This repository contains the first project from the neuefische MLE bootcamp.
To setup the environment you can use the requirements.txt file. You can install it with the following commands:
pyenv local 3.11.3
python -m venv .venv
source .venv/bin/activate
pip install --upgrade pip
pip install -r requirements.txt
The aim of this project was to refactor the python code from a jupyter notebook into python files in order to build a pipeline for data cleaning and feature engineering. Afterwards a FastAPI for creating, updating and deleting houses should be build.
The original code can be found in the King-County.ipynb notebook. In a first iteration the necessary code was transferred to the data_cleaning_functions.py file in the scripts folder and refactored into python functions. In a next step those cleaning and pre-processing functions were rewritten into custom transformer classes which can be seamlessly integrated into a scikit-learn pipeline (preprocessing.py). The last python file pipeline.py contains the full pre-processing pipeline starting with importing the raw data, setting up a pre-processing pipeline with standard transformers from sk-learn as well as the custom transformers from the preprocessing.py script. After applying the pipeline to the data set it is saved as a pandas DataFrame and exported as a .csv file. In order to keep the updating of the houses via the API simple, only 5 features were kept after pre-processing.
The API folder contains the necessary files for the CRUD FastAPI.
In the schemas.py file the Pydantic model for the data is defined. The models.py file contains the definition of the database models. database.py contains the code to connect to the database. And finally, the main.py file contains the code for the actual FastAPI.
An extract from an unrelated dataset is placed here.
PR #1455, opened 2018-12-12
Implement sentinel errors as real constants

ansiwen:

The errors created with errors.New() can't be used in constant
values.  Hence the sentinel errors could be overwritten by accident.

You can run the FastAPI app on port 8000 with:
uvicorn main:app --reload --port 8000
In order to add a new house run:
curl -X 'POST' \
'http://localhost:8000/houses' \
-H 'accept: application/json' \
-H 'Content-Type: application/json' \
-d '{
"id": 20,
"price": 50000,
"bedrooms": 2,
"center_distance": 1.5,
"last_known_change": 1998
}'
In order to retrieve the houses in the database run:
curl -X 'GET' 'http://localhost:8000/houses' -H 'accept: application/json'
In order to run the API in a docker container the docker-compose.yml file and the Dockerfile file contain the necessary configurations. The connection details for the database should be stored in a .env
file. Make sure that the database connection string is defined like this:
DOCKER_DB_CONN='postgresql://postgres:postgres@postgres_compose:5432/<db-name>'
Start and stop the container with:
docker compose up -d
docker compose down